Dataset entries:
◆ ◆ ◆ ◆ ◆
PR #1118, opened 2017-03-25
add the default radius for the element

autodataming:
add the default radius for the element

### DIFF
--- a/Bio/PDB/radius.py
+++ b/Bio/PDB/radius.py
@@ -1,0 +1,30 @@
+#!python2 radius
+
+#refer: http://www.crystalmaker.com/support/tutorials/crystalmaker/atomic-radii/index.html
+#VDW radius
+radius_dict={
+'H':0.53,
+'He':0.31,
+'Li':1.67,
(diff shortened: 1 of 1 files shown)


JoaoRodrigues:
I'm sorry, but I have no idea what you want to achieve with this and the other two pull requests: #1119 and #1120 . What is your motivation? What use case would you have for this?

Also, you should have a look at other files in the Bio.PDB module to get a sense of how they are structure. Namely, the copyright notice at the top of the file, naming conventions, etc.

peterjc:
@autodataming could you explain what it is you are trying to do here?

autodataming:
@peterjc  I want to calculate the surface of the protein.

JoaoRodrigues:
@autodataming There are at least three modules that do so already: `ResidueDepth` (uses MSMS), `NACCESS` (uses NACCESS), and `HSAExposure` (does not have dependencies). 

Why would you want to store this data (radii alone) without any other accessory code to calculate surfaces?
◆ ◆ ◆ ◆ ◆
→ **The problem**:
The full set of records above is to be printed again verbatim.

→ **Written answer**:
PR #1118, opened 2017-03-25
add the default radius for the element

autodataming:
add the default radius for the element

### DIFF
--- a/Bio/PDB/radius.py
+++ b/Bio/PDB/radius.py
@@ -1,0 +1,30 @@
+#!python2 radius
+
+#refer: http://www.crystalmaker.com/support/tutorials/crystalmaker/atomic-radii/index.html
+#VDW radius
+radius_dict={
+'H':0.53,
+'He':0.31,
+'Li':1.67,
(diff shortened: 1 of 1 files shown)


JoaoRodrigues:
I'm sorry, but I have no idea what you want to achieve with this and the other two pull requests: #1119 and #1120 . What is your motivation? What use case would you have for this?

Also, you should have a look at other files in the Bio.PDB module to get a sense of how they are structure. Namely, the copyright notice at the top of the file, naming conventions, etc.

peterjc:
@autodataming could you explain what it is you are trying to do here?

autodataming:
@peterjc  I want to calculate the surface of the protein.

JoaoRodrigues:
@autodataming There are at least three modules that do so already: `ResidueDepth` (uses MSMS), `NACCESS` (uses NACCESS), and `HSAExposure` (does not have dependencies). 

Why would you want to store this data (radii alone) without any other accessory code to calculate surfaces?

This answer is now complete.